Data
______

PR #58, opened 2020-07-09
Login nicknames

aroquev00:
I really believe that this picture represents this PR 🤣  It took me waaaaaaay more time that I thought it would, but it works... I think...
image

Jokes aside, the app now allows the user to identify himself by a nickname (that he can later change). All his comments (also the past ones) will be displayed with the nickname he chooses. 
The Java backend is kinda a mess because I did not want to bind the nickname to the Comment entities, and although I will probably have to work on it, I think not binding the nickname is better to provide flexibility when changing it after.
As usual, link to the deployment (nightly release hehe): https://aroquev-step-2020.uc.r.appspot.com/


aroquev/src/main/java/com/google/sps/servlets/LoginServlet.java
```diff
@@ -33,19 +38,70 @@ public void doGet(HttpServletRequest request, HttpServletResponse response) thro
     
     boolean isLoggedIn = userService.isUserLoggedIn();
     String url;
+    String nickname = "";
 
     if (isLoggedIn) {
       url = userService.createLogoutURL("/");
+      nickname = getUserNickname(userService.getCurrentUser().getUserId());
+      if (nickname == "") {
```
brettapeters, line 46: `nickname.isEmpty()`

aroquev/src/main/java/com/google/sps/data/Comment.java
```diff
@@ -60,4 +69,21 @@ public Entity toEntity() {
...
+   * Returns the nickname of the user with id, or empty String if the user has not set a nickname.
+   */
+  private String getUserNickname(String id) {
+    DatastoreService datastore = DatastoreServiceFactory.getDatastoreService();
+    Query query =
+        new Query("UserInfo")
+            .setFilter(new Query.FilterPredicate("id", Query.FilterOperator.EQUAL, id));
+    PreparedQuery results = datastore.prepare(query);
+    Entity entity = results.asSingleEntity();
+    if (entity == null) {
```
brettapeters, line 82: FYI you could return an `Optional<String>` from this method to better communicate that a username could be empty. 

https://docs.oracle.com/javase/8/docs/api/java/util/Optional.html

```java
if (entity == null) {
  return Optional.empty();
}
// ...
return Optional.of(nickname);
```

```java
Optional<String> nickname = getUserNickname(...);
if (!nickname.isPresent()) {...}
else {
  System.out.println(nickname.get());
}
```

aroquev00: Nice, would it be good that the attribute of Comment is also an optional, or that one should remain as a String?

brettapeters: You'd probably want to change that to
```java
this.nickname = getUserNickname(username).orElse("anonymous");
```

seanjohnite:
let us know when to merge!

aroquev/src/main/java/com/google/sps/data/Comment.java
aroquev00: Done.

aroquev/src/main/java/com/google/sps/servlets/LoginServlet.java
aroquev00: Done.

aroquev00:
I think its ready!

aroquev00:
Don't know if that works lol but it looks cool when you guys do it.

______

Scan the entries for lines holding the string "that", then copy every one of them.

I really believe that this picture represents this PR 🤣  It took me waaaaaaay more time that I thought it would, but it works... I think...
Jokes aside, the app now allows the user to identify himself by a nickname (that he can later change). All his comments (also the past ones) will be displayed with the nickname he chooses. 
brettapeters, line 82: FYI you could return an `Optional<String>` from this method to better communicate that a username could be empty. 
aroquev00: Nice, would it be good that the attribute of Comment is also an optional, or that one should remain as a String?
brettapeters: You'd probably want to change that to
Don't know if that works lol but it looks cool when you guys do it.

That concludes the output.